While the Monsoon Session of the State Assembly has come to an end yesterday without the passing of the Bill and consequently the Bill stands lapsed, inspite of the massive civil society and political objections reported in just a matter of days, no formal statement has been issued by the Maharashtra Government assuring that the Bill will not be reintroduced and will be scrapped.

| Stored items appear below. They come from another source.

Issue #1309, opened 2024-08-29
[BUG] ActionMenu: Tooltip inherits opacity from disabled button 


dprzybylek:
### Is there an existing issue for this?

- [X] I have searched the existing issues

### Describe the bug

When I add a disabled button with a tooltip, the tooltip inherits the opacity from the disabled button, resulting in an opacity of 0.45 for the tooltip. This causes a visual issue. Could you please look into fixing this?

### Steps To Reproduce

Try to create a menu with disabled item and tooltip explaining why item is disabled

### Expected Behavior

Tooltip doesn't inherit opacity from the button

### Screenshots

<img width="569" alt="image" src="https://github.com/user-attachments/assets/74568213-8c0b-4fb8-ba28-2270e421fe8f">

### Design system package(s) version

"@livechat/design-system-react-components": "^1.34.1"

### Environment

```markdown
chrome, mac
```

PR #1313, opened 2024-09-04
fix(ActionMenu): change opacity to color token for disabled item

marcinsawicki:
Resolves: #1309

The Bill cannot be allowed to silence the active citizenry and vitiate the democratic ethos of Maharashtra. There are lessons to learn from the Chhattisgarh Act, which has been used against ordinary adivasis forced to attend a meeting, or a doctor whose prescription was found in the kit bag of a Naxalite, or a tailor who unknowingly fulfilled an order of stitching  uniforms, or a security guard whose vehicle was seized at gunpoint by Naxalites. When the Act was proposed in Chhattisgarh in 2005, journalists were the first to protest, since it was clear from the language of the Act that even publishing the press release of an unlawful organisation, or reporting on the activities of such an organisation could attract punishment. Such a law if allowed in Maharashtra would only serve as a tool of abuse and repression, and will result in a chilling effect in the state.

In these circumstances, PUCL Maharashtra urges the State Government to ensure that the Maharashtra State Public Security Bill is not reintroduced in the State Assembly or pursued in any form, and is scrapped in its entirety. PUCL Maharashtra encourages all rights-minded citizens, including all political representatives, to keep vigil and oppose the Bill, to ensure that such a draconian law is not passed in Maharashtra. In any event, no such Bill should be allowed to be passed in undue haste without inviting and considering the objections/ suggestions of the public, and without subjecting the same to critical review of legal experts to understand its ramifications.

PUCL Maharashtra urges the State Government to protect democratic principles, uphold constitutional values, and remove all embargo to peaceful protest and free expression in the State, with a view to ensure a healthy and vibrant democracy.